Stroke. 1997 Nov;28(11):2109-18. doi: 10.1161/01.str.28.11.2109.
We sought to identify variables associated with intracerebral hemorrhage in patients with acute ischemic stroke who receive tissue plasminogen activator (t-PA).
We performed subgroup analyses of data from a randomized, double-blind, placebo-controlled trial of intravenous t-PA administered to stroke patients within 3 hours of onset. Using multivariable regression modeling procedures, we assessed the relationship of baseline and after-treatment variables with symptomatic and asymptomatic intracerebral hemorrhage during the first 36 hours after treatment.
Overall, t-PA-treated patients had an increase in the absolute risk of symptomatic intracerebral hemorrhage of 6% and a decrease in the absolute risk of 3-month mortality of 4% compared with placebo-treated patients. The only variables independently associated with an increased risk of symptomatic intracerebral hemorrhage in the final multivariable logistic regression model for the 312 t-PA-treated patients were the severity of neurological deficit as measured by the National Institutes of Health Stroke Scale score (five categories; odds ratio [OR], 1.8; 95% confidence interval [CI], 1.2 to 2.9) and brain edema (defined as acute hypodensity) or mass effect by CT before treatment (OR, 7.8; 95% CI, 2.2 to 27.1).

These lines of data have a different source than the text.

Issue #2052, opened 2022-11-21
Is there a way to add controller without For?


Noksa:
Hello!

This library is really great. Thanks for all what you guys are doing.

I have a question.

My case is that I don't want to watch a `kind` type. I just want to watch a channel (with ticks, for example).
Currently, it looks like we can't do it without a workaround.

Working code:
```
...
return ctrl.NewControllerManagedBy(mgr).
  For(&v1.ResourceQuota{}, predicates.IgnoreAllEvents()).
  Watches(&source.Channel{Source: r.tickChan}, handler.EnqueueRequestsFromMapFunc(tickRequest())). 
  WithEventFilter(p()).
  Complete(r)
...

func IgnoreAllEvents() builder.Predicates {
	return builder.WithPredicates(predicate.Funcs{
		CreateFunc: func(createEvent event.CreateEvent) bool {
			return false
		},
		DeleteFunc: func(deleteEvent event.DeleteEvent) bool {
			return false
		},
		UpdateFunc: func(updateEvent event.UpdateEvent) bool {
			return false
		},
		GenericFunc: func(genericEvent event.GenericEvent) bool {
			return false
		},
	})
}
```

So I had to add `For(&v1.ResourceQuota{}, predicates.IgnoreAllEvents())` (I chose `ResourceQuota` because usually no one uses it, to ensure that there will be small count of events with this kind)

If I remove For (or replace it with `Watches`, I got an error that controller can't be created:
```
2022-11-21T23:06:30.552+0300    ERROR   setup   unable to create controller     {"controllers": "Garbage", "error": "must provide an object for reconciliation"}
main.main
```

It would be cool if we could run controller without having to check 'fake' kind resource type.

Thanks.

alvaroaleman:
I agree requiring `For` is an annoyance and sometimes undesired. Removing that requirement if `len(append(blder.ownsInput, blder.watchesInput...) > 0` sounds good to me.

karlhjm:
> I agree requiring `For` is an annoyance and sometimes undesired. Removing that requirement if `len(append(blder.ownsInput, blder.watchesInput...) > 0` sounds good to me.

Hello @alvaroaleman , it seems that this has been modified in 0.14. That's great.

But will this restriction be modified in the previous version? Due to the dependency version of golang, we are limited to using 0.11, so we cannot create the controller without calling the For() func.

PR #2091, opened 2022-12-11
✨Builder: Do not require For

alvaroaleman:
Requiring For does not make sense for all controllers as it is possible that their primary event triggering is not an object in the current cluster but for example an object in a different cluster or a source.Channel.

Fixes https://github.com/kubernetes-sigs/controller-runtime/issues/2052


vincepri (approved):
/approve
/lgtm

Issue #2001, opened 2022-09-15
support configuring `RecoverPanic` globally


mars1024:
Now `RecoverPanic` is only a field in `controller.Options`, if we want to enable this for all controllers, each controller initialization should be modified.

This final model correctly predicted those t-PA-treated patients who would or would not have a symptomatic hemorrhage with only 57% efficiency. In the subgroup of patients with a severe neurological deficit, t-PA-treated patients were more likely than placebo-treated patients to have a favorable 3-month outcome (adjusted OR based on multiple outcomes, 4.3; 95% CI, 1.6 to 11.9). These results were similar for the subgroup with edema or mass effect by CT (adjusted OR, 3.4; 95% CI, 0.6 to 20.7). The likelihood of severe disability or death was similar for t-PA- and placebo-treated patients with these two baseline characteristics.
Despite a higher rate of intracerebral hemorrhage, patients with severe strokes or edema or mass effect on the baseline-CT are reasonable candidates for t-PA, if it is administered within 3 hours of onset.
我们试图确定接受组织型纤溶酶原激活剂(t-PA)治疗的急性缺血性卒中患者发生脑出血的相关变量。
我们对一项在卒中发病3小时内静脉给予t-PA的随机、双盲、安慰剂对照试验的数据进行了亚组分析。使用多变量回归建模程序,我们评估了基线及治疗后变量与治疗后36小时内有症状和无症状脑出血之间的关系。
总体而言,与安慰剂治疗的患者相比,接受t-PA治疗的患者有症状脑出血的绝对风险增加了6%,3个月死亡率的绝对风险降低了4%。在针对312例接受t-PA治疗患者的最终多变量逻辑回归模型中,唯一与有症状脑出血风险增加独立相关的变量是通过美国国立卫生研究院卒中量表评分衡量的神经功能缺损严重程度(分为五类;比值比[OR],1.8;95%置信区间[CI],1.2至2.9)以及治疗前CT显示的脑水肿(定义为急性低密度)或占位效应(OR,7.8;95%CI,2.2至27.1)。该最终模型正确预测接受t-PA治疗的患者是否会发生有症状出血的效率仅为57%。在神经功能缺损严重的患者亚组中,接受t-PA治疗的患者比接受安慰剂治疗的患者更有可能在3个月时获得良好结局(基于多种结局调整后的OR,4.3;95%CI,1.6至11.9)。对于CT显示有水肿或占位效应的亚组,结果相似(调整后的OR,3.4;95%CI,0.6至20.7)。有这两种基线特征的接受t-PA治疗和接受安慰剂治疗的患者发生严重残疾或死亡的可能性相似。
尽管脑出血发生率较高,但对于基线CT显示有严重卒中、水肿或占位效应的患者,如果在发病3小时内给予t-PA,仍是合理的治疗对象。